Difference between Microeconomics and Macroeconomics & Their Detailed Comparisons

Microeconomics and Macroeconomics: Economics is classified into two sections; Microeconomics and Macroeconomics. In more simplistic terms, the study of economics at a more individual level is known as microeconomics, whereas the studies of economic policy at a government-level or country are known as macroeconomics.

You can also find differences between articles on various topics that you need to know. Just tap on the quick link available and get to know the basic differences between them.

What is the difference between Microeconomics and Macroeconomics?

Microeconomics deals with economic conclusions made at a micro or low level alternatively of macroeconomics, which approaches economics from a macro level. While they are interdependent and complement each other, they are still radically different from each other.

The strategy and the scope in which both terms are applied is where the differentiation rises.  In 1933 Norwegian economist Ragnar Frisch, the co-recipient of the first Nobel Memorial Prize in Economic Sciences in 1969 introduced the difference between microeconomics and macroeconomics.


The study of the behaviour, performance, structure, and decision-making of an economy as a whole is known as Macroeconomics. It concentrates on regional, national and global scales. For most macroeconomists, the discipline’s range is to ensure national economic growth and maximise national income. Economists expect that this growth translates to developing utility and improving living standards for the economy’s members.

Macroeconomists develop models that demonstrate the connection between factors such as output, consumption, national income, unemployment, savings, inflation, investment and international trade. Macroeconomics concentrates on econometric correlations and aggregates and for this purpose, governments agencies depend on macroeconomics to formulate fiscal and economic policy.
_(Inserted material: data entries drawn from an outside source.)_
PR #712, opened 2020-07-18
US116586 Sticky footer for primary-secondary-template on mobile

emil-furniss:
On mobile when the secondary panel is repositioned below the primary panel, it can be quite a long scroll to the footer. This change makes the footer sticky on mobile devices.

Tested on Safari & Chrome on iOS, and Chrome on Android.

Demo using the FACE assignment editor:
prim-sec-template-sticky-footer

https://rally1.rallydev.com/#/29180338367d/iterationstatus?detail=%2Fuserstory%2F391269578948


dlockhart:
I pushed a change to the white background colour to apply it always -- also `--d2l-color-white` isn't a variable anymore so that wasn't working.

Is the header supposed to always be visible too? It looks like it is in your screenshot animation but I'm not seeing that behaviour in the demo.

emil-furniss:
@dlockhart Thanks for the colour fix - sorry I should have checked the demo more thoroughly.
And regarding the header, according to design the ultimate goal for the template header on mobile is a "snap back approach": It goes away when you scroll down, but as soon as the user scrolls up again it shows up. The current sticky header behavior is just a side-effect of using the immersive nav.

dlockhart:
Ah OK gotcha. So I'm good with this change, although ultimately I think when we implement more of the mobile panel stuff this may need to be reworked. But we'll cross that bridge when we come to it.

Microeconomics is a part of economics that studies individuals and firms’ behaviour in creating choices about allocating limited resources and communications among individuals and firms. Microeconomics aims to analyse the market mechanisms that set relative prices among goods and services and allot inadequate resources among alternative uses.

Microeconomics talks about demand and supply and other forces that decide price levels. Microeconomic choices by both individuals and small businesses are essentially caused by benefit and cost factors. Microeconomics displays conditions under which free markets lead to desirable allocations. Microeconomics also analyses the failure of the market, where markets fail to produce efficient results.

Microeconomics also deals with the impacts of economic systems on microeconomic behaviour. Microeconomic theory progresses by defining a competing budget collection which is a subset of the consumption set.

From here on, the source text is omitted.